▸ **PROBLEM DESCRIPTION**
Copy out every record below with complete accuracy.
---------- RECORDED INFORMATION
PR #1642, opened 2024-10-10
[jnigen] Fix readme links

### LINKED ISSUE #1641: README example links 404 due to extra `jnigen/`
All of the links to examples from the README have an extra path component that causes them to 404. E.g., the first is
https://github.com/dart-lang/native/blob/main/pkgs/jnigen/jnigen/example
rather than
https://github.com/dart-lang/native/blob/main/pkgs/jnigen/example
and this is repeated for the other specific examples later.

HosseinYousefi:
Closes #1641


dcharkes (approved):
rubber stamp  🚋  choo choo

Issue #1672, opened 2024-10-22
Failed to load Objective-C protocol


brianquinlan:
When I attempt to use the `NSURLSessionWebSocketDelegate` delegate, I get this runtime failure:
`"Failed to load Objective-C protocol: NSURLSessionWebSocketDelegate"`.

I'm almost certain that this is caused by the fact that the the protocol is not used. From [Protocols](https://developer.apple.com/library/archive/documentation/Cocoa/Conceptual/ObjectiveC/Chapters/ocProtocols.html#//apple_ref/doc/uid/TP30001163-CH15):

> The compiler creates a protocol object for each protocol declaration it encounters, but only if the protocol is also:
> 
> Adopted by a class, or
> Referred to somewhere in source code (using @protocol())
> Protocols that are declared but not used (except for type checking as described below) aren’t represented by protocol objects at runtime.
> 
> Adopting a Protocol

I was able to fix the issue by adding `@protocol(NSURLSessionWebSocketDelegate);` to my Objective-C code.

Since you need to generate Objective-C code anyway, you probably want to add `@protocol(<protocol name>)` for every protocol that you generate bindings for.

liamappelbe:
Looks like I can't just drop that in the global scope. The compiler only recognises that syntax if it's part of an expression. I'll make some dummy functions that return `@protocol(...)` instead.

PR #1673, opened 2024-10-22
[ffigen] Make sure all protocols are used

liamappelbe:
Protocol objects are only available at runtime if they're actually used in native code. So add some dummy functions to the ObjC bindings that use each protocol.

Fixes https://github.com/dart-lang/native/issues/1672


brianquinlan (approved):
Isn't there some code that needs to be regenerated?

liamappelbe:
> Isn't there some code that needs to be regenerated?

Committed, but forgot to push 😅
--------------------
▸ **TASK SOLUTION**
PR #1642, opened 2024-10-10
[jnigen] Fix readme links

### LINKED ISSUE #1641: README example links 404 due to extra `jnigen/`
All of the links to examples from the README have an extra path component that causes them to 404. E.g., the first is
https://github.com/dart-lang/native/blob/main/pkgs/jnigen/jnigen/example
rather than
https://github.com/dart-lang/native/blob/main/pkgs/jnigen/example
and this is repeated for the other specific examples later.

HosseinYousefi:
Closes #1641


dcharkes (approved):
rubber stamp  🚋  choo choo

Issue #1672, opened 2024-10-22
Failed to load Objective-C protocol


brianquinlan:
When I attempt to use the `NSURLSessionWebSocketDelegate` delegate, I get this runtime failure:
`"Failed to load Objective-C protocol: NSURLSessionWebSocketDelegate"`.

I'm almost certain that this is caused by the fact that the the protocol is not used. From [Protocols](https://developer.apple.com/library/archive/documentation/Cocoa/Conceptual/ObjectiveC/Chapters/ocProtocols.html#//apple_ref/doc/uid/TP30001163-CH15):

> The compiler creates a protocol object for each protocol declaration it encounters, but only if the protocol is also:
> 
> Adopted by a class, or
> Referred to somewhere in source code (using @protocol())
> Protocols that are declared but not used (except for type checking as described below) aren’t represented by protocol objects at runtime.
> 
> Adopting a Protocol

I was able to fix the issue by adding `@protocol(NSURLSessionWebSocketDelegate);` to my Objective-C code.

Since you need to generate Objective-C code anyway, you probably want to add `@protocol(<protocol name>)` for every protocol that you generate bindings for.

liamappelbe:
Looks like I can't just drop that in the global scope. The compiler only recognises that syntax if it's part of an expression. I'll make some dummy functions that return `@protocol(...)` instead.

PR #1673, opened 2024-10-22
[ffigen] Make sure all protocols are used

liamappelbe:
Protocol objects are only available at runtime if they're actually used in native code. So add some dummy functions to the ObjC bindings that use each protocol.

Fixes https://github.com/dart-lang/native/issues/1672


brianquinlan (approved):
Isn't there some code that needs to be regenerated?

liamappelbe:
> Isn't there some code that needs to be regenerated?

Committed, but forgot to push 😅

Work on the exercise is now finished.